19 March 2007

Back From The Heat.

So I am back in California after bearing the heat known as Arizona. All in all, it was a pretty awesome trip. I drank a little too much, not really by these days standards, and ate way too much. Now I have to live with the consequences of my eating. Back to starving myself.

As always, I don't feel like telling people what I did. If you care to know, ask me. No stalking my life and acting like you know what I do.

I will say I did a lot of thinking this past weekend. A really good friend once told me to just seek after what I want, what will make me happy in my life. If only things were that simple.

I think I've changed. I am always looking for those defining experiences in my life that will shape me to be who I want to be, or who I should be. I'm not sure if there was an experience that triggered this. But I find myself really not caring about the things I used to care about. I still enjoy the romanticism associated with my former image of my life, but I find myself not caring if it happens or not.
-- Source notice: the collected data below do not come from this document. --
PR #395, opened 2023-07-11
Fix/battery charge

MSECode:
This PR brings the following fixes to the BAT code:
- fix the battery voltage send to the specific port to be shown in deciVolt
- align the message send from BAT to EMS board to be aligned with the BMS protocol info

### DIFF
--- a/emBODY/eBcode/arch-arm/board/bat/BAT_Rev_B/Inc/BAT_B.h
+++ b/emBODY/eBcode/arch-arm/board/bat/BAT_Rev_B/Inc/BAT_B.h
@@ -130,5 +130,6 @@ extern adc_measure_t adc_measure;
 extern adc_measure_t mean;
 extern uint32_t adc_values[9];
 extern fifo adc_samples;
+extern uint32_t vBatterydV;
 
 #endif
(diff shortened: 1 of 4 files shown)


MrAndrea (approved):
Ok

emBODY/eBcode/arch-arm/board/bat/BAT_Rev_B/Inc/BAT_B.h
valegagge, line 1: I guess the variable `vBatterydv` is used in the `main.c` file only. So the best practice is to define a local variable and not a global one.
So the `vBatterydv' could be defined in the` main.c` file inside the `case 0x5`.

This in only a suggestion, not a change request. :)

emBODY/eBcode/arch-arm/board/ems004/appl/v2/src/eoappservices/embot_app_eth_theBATservice.cpp
valegagge, line 1: Please remove these changes from the PR because they are meaningless and not related to your improvement.

valegagge (changes requested):
all is OK. 
For the sake of accuracy, please remove the changes in `embot_app_eth_theBATservice.cpp`

emBODY/eBcode/arch-arm/board/ems004/appl/v2/src/eoappservices/embot_app_eth_theBATservice.cpp
MSECode: I'll fix that

valegagge (approved):
LGTM

PR #398, opened 2023-07-18
Board amcbldc: fix of application version in EEPROM + TIM1 update removal optimization

marcoaccame:
This PR corrects the code of `embot::app::application::theCANagentCORE` to correctly update the application and can protocol versions into the internal storage of the board.

The change affects only the `amcbldc` board which is the only one using the above object.  I have also changed the application version to be 2.0.4.

I have tested the correct effect of the code on a dedicated setup.

Also, this PR removes the activation of the TIM1 update interrupt handler because ... it is not used and as it executes every 6 us it just wastes time.

See in here:

| amcbldc-upd-active | amcbldc-upd-deactivated |
| ------------------------------------------------------------ | ------------------------------------------------------------ |
| TIM1 UPDATE active                                           | TIM1 UPDATE disactivated                                     |

This PR is coupled w/ a similar one in here.


marcoaccame:
Thanks to @sgiraz, tests on the setup have shown that the `amcbldc` works fine, so we can merge this PR and the oen w/ the binaries.

PR #400, opened 2023-07-25
Add fix for not causing joints to go in hw fault at yri restart

MSECode:
Fix for avoiding error of hard limit reached when `yarprobotinterface` is stopped and restarted

Fault visible only on MAIS due to the restoring of default values at yarprobotinterface restart.
This is just a temporary fix, which allows to work more easily on iCub3 robots and it will be substituted by a proper patch soon. Update versioning for fw and fix error for changed method in amc


valegagge (approved):
LGTM.
Thanks!!! :)

Just a side note: we can remove the debug function `MController_Debug_Enc_values`

valegagge:
The PR with the executables file is https://github.com/robotology/icub-firmware-build/pull/95.

This PR has been tested on the iCubGenova11 successfully by @MSECode! 🚀

marcoaccame (approved):
OK, thanks

PR #401, opened 2023-07-28
2FOC: Added temperature sensor reading by I2C 

ale-git:
Overheating management with hysteresis on recover after fault.

By now the temperature limit is in the "overcurrent" parameter, in raw units, since it is not used in 2FOC.

The hysteresis is fixed to 7/8 of the limit temperature (in Celsius). 

The executables are here: https://github.com/robotology/icub-firmware-build/pull/97


marcoaccame (approved):
hi @ale-git, the change seems OK to me. I assume you have tested that well enough.

PR #399, opened 2023-07-21
Use of `embot::app::eth::theEncoderReader` in all ETH boards

marcoaccame:
## Description

This PR enables all the ETH boards to use a common interface for the the reading of the encoders used in motion control. 

It ensures:
- easy maintenance / refactoring of the code,
- easy extension towards future more powerful sensors

That is possible because we now use a PIMPL singleton object called `embot::app::eth::theEncoderReader` which is derived from an interface  `embot::app::eth::encoder::v1::IFreader` that offers functionalities as needed by today's encoders.

But it can also be derived from other interfaces to offer easy migration to encoders w/ higher resolution or to add improved diagnostics by keeping the legacy functionalities.

## Details

This PR makes the singleton `embot::app::eth::theEncoderReader` the unique point of usage for acquisition of encoders' information in motion control on ETH boards. 

It is care of the protected implementation (PIMPL) of the singleton to manage the required resources and retrieve the requested encoder values.

```mermaid
erDiagram
"motion control objects" ||..|| "embot::app::eth::theEncoderReader" : use
"embot::app::eth::theEncoderReader" ||..|| "PIMPL" : uses
"PIMPL" ||..|| "HW peripherals" : manages
"PIMPL" ||..|| "CAN located encoders" : manages
```
**Figure**. The object `embot::app::eth::theEncoderReader` and its PIMPL.

For now we use two implementations:

- One dedicated to boards such `ems`, `mc4plus` and `mc2plus` which require the `HAL` of the `stm32f407` chip. This one uses the legacy objects `EOtheEncoderReader` and `EOappEncodersReader` which can stay as they are or can be easily refactored later on.
- One dedicated to the `amc` (but later on also for the `amc2foc`) which can use the `embot::hw` framework.
### The two implementations

``` mermaid
erDiagram

"PIMPL1" ||..|| "EOtheEncoderReader" : uses
"EOtheEncoderReader" ||..|| "EOappEncodersReader" : uses
"EOappEncodersReader" ||..|| "HAL" : uses
"HAL" ||..|| "SPI encoders" : manages
"HAL" ||..|| "MOTOR encoders" : manages
"HAL" ||..|| "ADC encoders" : manages
"EOappEncodersReader" ||..|| "EOtheMAIS" : manages
"EOappEncodersReader" ||..|| "EOthePOS" : manages
"EOappEncodersReader" ||..|| "EOthePSC" : manages
```
[...]

PR #402, opened 2023-07-28
Update evaluation of final offset for calibratio14 + bugfix

MSECode:
This PR just fix a couple of bugs:
- Update evaluation on final offset to be passed by JointSet to POS service so that user set calibration5 param for calibration type 14 as it is printed when port state is read
- Add fix to bug introduced by PR #399 at [lines](https://github.com/marcoaccame/icub-firmware/blob/3a7e203eee8e40ebe333e801208b609f8eb540c4/emBODY/eBcode/arch-arm/embot/app/eth/embot_app_eth_theEncoderReaderLegacy.cpp#L82C1-L83C96)  that causes values not to be updated by state and stateExt ports

- New board version will be defined with next PR, which will brings the update for the BAT and EMS4 boards


MSECode:
First PR to be merged. Aligned with current devel version of icub-firmware-shared

MSECode:
Tested on the robot, together with the related PR on icub-firmware build.

cc: @pattacini @marcoaccame

PR #421, opened 2023-09-29
Update fw to v1.3.1 and display variable:

MSECode:
add HSM hw/fw faults flag to status_B
move sending of CAN frames from 1ms to 100ms timer if fault before next 100ms trigger sending of CAN frames in that moment if fault happens save and send to display that currents and voltages Update battery fw for sending status to display, plus triggering fault screens correctly

### DIFF
--- a/emBODY/eBcode/arch-arm/board/bat/BAT_Rev_B/Inc/BAT_B.h
+++ b/emBODY/eBcode/arch-arm/board/bat/BAT_Rev_B/Inc/BAT_B.h
@@ -13,13 +13,6 @@
 #ifndef BAT_B_H
 #define BAT_B_H
 
-// TEST VARIABLES
-extern uint32_t test_faults_final_time;
-extern uint32_t test_faults_counter_motor;
-extern uint32_t test_faults_waiting_motor;
-extern uint32_t test_faults_counter_board;
-extern uint32_t test_faults_waiting_board;
-
 extern char Firmware_vers;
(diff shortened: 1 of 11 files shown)


emBODY/eBcode/arch-arm/board/bat/BAT_Rev_B/Inc/BAT_B.h
```diff
@@ -13,6 +13,13 @@
 #ifndef BAT_B_H
 #define BAT_B_H
 
+// TEST VARIABLES
```
valegagge, line 16: Hi @MSECode,
I'm not mistaken, These variables had been used only for test purpose.
So, it would be better remove them or comment if you'll use again for other testing on banching.

valegagge (changes requested):
All is ok, since the results of the test! well done.

I suggested you a very small request for code cleaning.

emBODY/eBcode/arch-arm/board/bat/BAT_Rev_B/Inc/BAT_B.h
MSECode: thanks for the check. Good to remove it.

MSECode:
removed test variables 4ce53fcb1fc7128d3bf948889052598be7e3f20a

valegagge (approved):
Good work!!!

PR #423, opened 2023-10-05
Fix debug message

MSECode:
This PR introduces a little fix due to the missing of the info variable used in the debug messages in the method `JointSet_do_wait_calibration_6_singleJoint` in `Calibrators.c` , which lead to compilation errors in the code


valegagge (approved):
LGTM

PR #424, opened 2023-10-10
Parametrized Wrist decoupler and aea3 support in AMC board

valegagge:
In this PR the main changes are:
1. the wrist decoupler manages both the mechanical versions: MK2.0 and MK2.1.
2. support to AEA3 encoder in the AMC board.

Other details:
- Now the AMC project is official: it is in `icub-firmware-wrist\emBODY\eBcode\arch-arm\board\amc\application\v1`
- the code decoupler code is under  `WRIST_MK2 `macro, only to avoid compiling the decoupler in the EMS board. It is important to notice that the wrist decoupler can be activated by software by configuring the correct `jointset-constraint` in the configuration files
- in the AMC project, the `WRIST_MK2 `macro has been added to activate the code related to the wrist decoupler. As said before, if we want to run the controller without the wrist decoupler, we don't need to remove the `WRIST_MK2 ` macro in the project, but only set the correct parameter in the configuration files.


marcoaccame (commented):
Hi @valegagge, the changes are OK. Thanks.

The `amc` w/ the decoupler works on the setup and it is very useful to have the `amc` single project. I used it for some tests I had to do where the decoupler is not called and it works fine.

We wait till next week to complete the evaluation of execution duration of the decoupler and we shall merge afterwards.

marcoaccame:
> We wait till next week to complete the evaluation of execution duration of the decoupler and we shall merge afterwards.

Today @valegagge @sgiraz and I tested the `amc `execution time on the wrist setup and the results seems OK. 
As a result of that, we can proceed w/ the merge.

marcoaccame (approved):
OK

PR #432, opened 2023-10-26
Correct disabling of led toggling at 100ms wrongly removed in previous fw

MSECode:
Re-enabled a line for the LED toggling.


marcoaccame (approved):
Hi @MSECode, it is OK by me. If tested we can merge.

valegagge (approved):
LGTM

PR #437, opened 2023-11-06
Delete emBODY/eBdocs/arch-arm/~$D-ICUBUNIT-canprotocol-sensorboards.docx

pattacini:
Leftover.


Nicogene:
This change has been done already in `devel` and now that is merged in `master` it is not needed anymore, closing

immagine

PR #50, opened 2019-08-01
[sfputilbase] Extend get_transceiver_change_event return event

keboliu:
Extend the return of the function to make the function can return some system-level event/error.
like the system not ready, the system becomes ready and the system fails.

By getting these new events upper layer apps(xcvrd) will have more awareness of the system status and handle accordingly.   These events are not mandatory,  vendors can choose to not implement this and xcvrd will not be impacted.

### DIFF
--- a/sonic_platform_base/sonic_sfp/sfputilbase.py
+++ b/sonic_platform_base/sonic_sfp/sfputilbase.py
@@ -1253,8 +1253,12 @@ class SfpUtilBase(object):
          event. When timeout is non-zero, the function can also return when the timer expires.
          When timer expires, the return status is True and events is empty.
         :returns: (status, events)
-        :status: Boolean, True if call successful, False if not;
-        :events: dictionary for pysical port index and the SFP status,
-        status='1' represent plug in, '0' represent plug out like {'0': '1', '31':'0'}
+        :status: Boolean, True if call successful and no system level event/error occurred, 
+         False if call not success or system level event/error occurred.
+        :events: dictionary for physical port index and the SFP status,
+         status='1' represent plug in, '0' represent plug out like {'0': '1', '31':'0'}
+         when it comes to system level event/error, the index will be '-1',
+         and status can be 'system_not_ready', 'system_become_ready', 'system_fail',
+         like {'-1':'system_not_ready'}.
         """
         return


sonic_platform_base/sonic_sfp/sfputilbase.py
```diff
@@ -1253,8 +1253,12 @@ def get_transceiver_change_event(self, timeout=0):
          event. When timeout is non-zero, the function can also return when the timer expires.
          When timer expires, the return status is True and events is empty.
         :returns: (status, events)
-        :status: Boolean, True if call successful, False if not;
-        :events: dictionary for pysical port index and the SFP status,
-        status='1' represent plug in, '0' represent plug out like {'0': '1', '31':'0'}
+        :status: Boolean, True if call successful and no system level event/error occurred, 
+         False if call not success or system level event/error occurred.
```
qiluo-msft: What is the status value if call successful and system level event occurred?

jleveque: It would be False: "False if call not success **or system level event/error occurred**"

sonic_platform_base/sonic_sfp/sfputilbase.py
```diff
@@ -1253,8 +1253,12 @@ def get_transceiver_change_event(self, timeout=0):
...
+        :events: dictionary for physical port index and the SFP status,
+         status='1' represent plug in, '0' represent plug out like {'0': '1', '31':'0'}
+         when it comes to system level event/error, the index will be '-1',
+         and status can be 'system_not_ready', 'system_become_ready', 'system_fail',
```
qiluo-msft: >system_become_ready [](start = 48, length = 19)

From design perspective, `system_become_ready` is not necessary. If this event is really happen, the logic could continue run as a normal successful case or a timeout case. Then all the system level events are actually errors in concept.

stephenxs: Hi Qi, 
I admit that in terms of state machine any normal event, like sfp module insertion or removal, can indicate the xcvrd has entered a normal state. However, an explicit notification can make the flow more clear. Without `system_bdcom_ready` we can hardly tell whether the xcvrd is in a normal state, monitoring the sfp modules' state, or waiting for ready.
In this sense, I suggest remaining this state.

PR #54, opened 2019-08-19
[xcvrd] Fix crashing due to missing fields of some module types

zzhiyuan:
- Added default cable_type and cable_length.

From SFF-8436 regarding cable length fields:
"A value of zero means that the Module does not support [this mode] or that the length information must be determined from the Module technology."

It is possible that all cable length fields in eeprom are 0, and this would lead to xcvrd crashing due to fetching of this data. Fallback is added in this case.


zzhiyuan:
> Can you please split this into two pull requests? One for the xcvrd fix, the other for making sonic_eeprom a symlink?

Removed the symlink change in this PR. Will create another PR with that change.

Thanks

PR #56, opened 2019-08-22
update pice_base.py

carycelestica:


sonic_platform_base/pcie_base.py
```diff
@@ -0,0 +1,38 @@
...
+
+try:
+    import abc
+except ImportError as e:
+    raise ImportError (str(e) + " - required module not found")
+
+class PcieBase(object):
+    __metaclass__ = abc.ABCMeta
+    
+    @abc.abstractmethod
```
keboliu: why need "@abc.abstractmethod"?

PR #57, opened 2019-08-27
Platform Driver Development Framework (PDDF): 1) Changes to psu base class (1.0 APIs) to support PDD PSU CLI utils 2) Adding fan_base class to support PDDF fan CLI utils

fk410167:
- Adding changes to psu_base class to support PDDF PSU cli utility. 
- Added fan_base class to support PDDF FAN cli utility.

All these changes are w.r.t 1.0 APIs. These will be migrated to 2.0 APIs in future.

### DIFF
--- a/sonic_fan/fan_base.py
+++ b/sonic_fan/fan_base.py
@@ -1,0 +1,91 @@
+#!/usr/bin/env python
+#
+# fan_base.py
+#
+# Abstract base class for implementing platform-specific
+#  FAN control functionality for SONiC
+#
+
+try:
+    import abc
+except ImportError as e:
+    raise ImportError (str(e) + " - required module not found")
+
+class FanBase(object):
+    __metaclass__ = abc.ABCMeta
+
+    @abc.abstractmethod
+    def get_num_fans(self):
+        """
+        Retrieves the number of FANs supported on the device
+
+        :return: An integer, the number of FANs supported on the device
+        """
+        return 0
+
+    @abc.abstractmethod
+    def get_status(self, index):
+        """
+        Retrieves the operational status of FAN defined
+                by index 1-based <index>
+
+        :param index: An integer, 1-based index of the PSU of which to query status
+        :return: Boolean,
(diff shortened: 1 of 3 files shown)


sonic_fan/fan_base.py
```diff
@@ -0,0 +1,91 @@
...
+
+try:
+    import abc
+except ImportError as e:
+    raise ImportError (str(e) + " - required module not found")
+
+class FanBase(object):
+    __metaclass__ = abc.ABCMeta
+
+    @abc.abstractmethod
```
keboliu: can you remove the "abstractmethod" restriction? understood that you are following the convention in other plugin base classes. But with this restriction, it requests all the vendors to implement these functions or at least write some stub functions if they don't want to implement them, otherwise, it will fail when loading the plugins on the vendor's platform. We are in the progress to replace plugins with new platform API, so it's highly possible that some vendors don't want to implement these new plugins, so please consider this.

And I suggest you think about using new platform API instead of adding new plugins,  eventually we will use new platform API, put efforts on adding new plugins is kind of waste in my view.

sonic_psu/psu_base.py
```diff
@@ -47,3 +47,75 @@ def get_psu_presence(self, index):
         """
         return False
 
+    def get_model(self, idx):
```
keboliu: you may align the method defied in new platform API, if eventually you still want to go with new plugins.

keboliu:
> keboliu,
> 
> Please visit the PR: #62
> I have incorporated your comments here.

can you close this PR since you created a new one?

fk410167:
Please visit the PR: #62
I have incorporated the feedback comments there.

sonic_fan/fan_base.py
jleveque: Agree with @keboliu -- plugins have been deprecated in favor of the new object-oriented platform 2.0 API. Developing new plugins seems unnecessary as they should no longer be used by platform developers.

Does this mean I've come to the genuine realization that life is more than just about the pursuit of goods and wealth? I hope so. I hope it's not just a phase centered around purposelessness compounded by my initial resolution six months ago.

3 comments:

Jin said...

Welcome back, I hope you had a good time. Let's catch up.

superdanch said...

Let's do it. Friday Core Lounge? Haha.

mary said...

Yay core lounge... or jae's house?

he needs to get some new songs.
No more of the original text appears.